I was wondering if anyone had any furry YouTuber suggestions for me to watch


----------



## Fallowfox (Oct 13, 2018)

Viviziepop isn't a furry herself but her work is favoured by a lot of furries, so she's a good video maker to remember.


----------



## Ronnya (Oct 13, 2018)

Fallowfox said:


> Viviziepop isn't a furry herself but her work is favoured by a lot of furries, so she's a good video maker to remember.



I actually already watch her channal, but thank you anyway! I appreciate it!


----------



## WarriorWhispers (Oct 13, 2018)

Pocari Roo is awesome. :3


----------



## Connor J. Coyote (Oct 13, 2018)

Try this nice dude :

www.youtube.com: Odin Wolf


----------



## Ramjet (Oct 13, 2018)

This guys pretty cool...

www.youtube.com: BetaEtaDelota


----------



## Deleted member 82554 (Oct 13, 2018)

I recommend Artemis Wishfoot and TwoFurryBros. Hands down the two best furry YouTubers.


----------



## TrishaCat (Oct 14, 2018)

I like Kuroi Moyamoya's channel
Her videos are really stylish and in the midst of her weird scifi furry universe she details her game development process.


----------



## Slytherin Umbreon (Oct 14, 2018)

Boof the-_I'm not biased_ >.>
www.youtube.com: Bo the Doggo I subbed guy's because he was cute, and he started playing Dark Souls, one of my favorite games, shortly after :u


----------



## Joni (Oct 14, 2018)

www.youtube.com: The Science Furry
:V


----------



## Ramjet (Oct 14, 2018)

Joni said:


> www.youtube.com: The Science Furry
> :V



Nice!


----------



## Joni (Oct 14, 2018)

Ramjet556 said:


> Nice!


I will publish videos someday


----------



## Inpw (Oct 14, 2018)

King Gourd and Coopertom.


----------



## Faexie (Oct 14, 2018)

Quartz Husky does really funny videos sometimes, and other times informative or thought provoking ones.





Khotorix is my favorite at the moment. He doesn't shy away from controversial topics and offers an in depth and mature analysis of them.
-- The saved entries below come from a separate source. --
PR #272, opened 2015-12-01
Added a few blank lines where sphinx was complaining 

aphearin:
These were in the marked_tpcf docstring. Now checking to see if this resolves the Travis failure.


aphearin:
Note to @duncandc and @eteq - Travis tests now pass. Let's try to keep it this way from now on.

PR #245, opened 2015-11-24
Make autosummary tables work

eteq:
As recently discussed at length with @aphearin on slack, it turns out there's a bug in `sphinx`'s autosummary that was causing many of the associated problems with the docs.  This PR addresses that by adding a small sphinx extension that just fixes the bug 

The extension looks complex, but it's really just copied-and-pasted from sphinx, with the one change being on line 28: ``if not documenter.check_module()`` -> ``if documenter.options.members and not documenter.check_module()``. 

This also fixes up `phase_space_models_functions.rst` to be compatible with the extension - other docs that are supposed to have `autosummary` tables will need to be switched to follow this form (or similar).  

This also makes a few changes in the docs, most visible of which is the addition of a section for the Reference/API.  @aphearin, I can back that out if you don't want that in, but it might make sense given that this autosummary stuff is now linking directly to that.

PR #275, opened 2015-12-01
Replace 245 with updated helpers

eteq:
Ironically, a "real" fix to #245 was implemented independently (and in a cleaner way) by astropy/astropy-helpers#172 at abount the same time as I did #245 .  So this PR removes the workaround from #245 and updates the helpers to point to the latest master (which *does* work).

It might make sense to wait on merging this until there's a new helpers release - one should come very soon along side Astropy v1.1, and it would make sense to use a release here instead of pointing to master (not necessary, but might be helpful).


aphearin:
@eteq - there now appears to be a `release-1.1` branch on astropy-helpers. Does this mean that the official v1.1 is released? If so, should we just close this PR and update the helpers to 1.1?

aphearin:
See #294

PR #276, opened 2015-12-01
switch catalog_manager exceptions to raising an exception instead of strings

eteq:
I'm pretty sure the use if ``raise`` with a string wasn't intended and is a holdover from before there was a `HalotoolsError `.  But at any rate, raising strings doesn't work anymore anyway, so this fixes that.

Most of his videos aren't furry related though.

There's Aberguine with his "Furries in the Media" series, where he reviews how furries are portrayed in the media.

Not every fun videos are on her  channel since she's being filmed at conventions, but Telephone is a really funny and adorable character.  I often search up "Telephone furry" in youtubes search bar. Her channel is ino89777


----------



## BlueGrrr (Oct 14, 2018)

Another shout out for Artemis Wishfoot here, love the salty blue doggo and his fleshy friend <3
Not seen anyone else quite like him , but I also enjoy Pocari Roo, Nos Hyena, Odin wolf, Majira Strawberry, Storm Folf and Quartz Husky (in set no order there lol)


----------



## CertifiedCervine (Oct 14, 2018)

One channel I’ve been watching lately is AdlerTheEagle




Small channel, but he takes time into making each video, quality over quantity


----------



## Slytherin Umbreon (Oct 14, 2018)

Oh yeah, Speaking of Artemits: T-Lark


----------



## Tyno (Oct 14, 2018)

Maybe Rainy Chaos


----------



## Connor J. Coyote (Oct 14, 2018)

Connor J. Coyote said:


> Try this nice dude :
> 
> www.youtube.com: Odin Wolf


Oh, btw: the guy above is certainly not without his share of drama within the Fandom, but, his videos are interesting, nonetheless.


----------



## Jojer (Oct 14, 2018)

Sherbert Shenanigans(super cute suit): m.youtube.com: Sherbert Shenanigans

Culturally F'd is a good informative channel: m.youtube.com: Culturally F'd

Fursonatime with Jonathan Vale aka Stigmata is a fun show that I enjoy: 
m.youtube.com: jonathanvair


----------



## Zehlua (Nov 3, 2018)

When my fursuit comes in, I'll be making videos on this channel!


----------



## Yakamaru (Nov 3, 2018)

Hmm.. If you don't mind a bit of vulgar language I'd recommend 2 Gryphon's channel. His rants are amazeballs.


----------



## Narri (Nov 3, 2018)

*Trexlis*
www.youtube.com: Trexlis

He doesn't have much up (2 videos) but they are quite informative


----------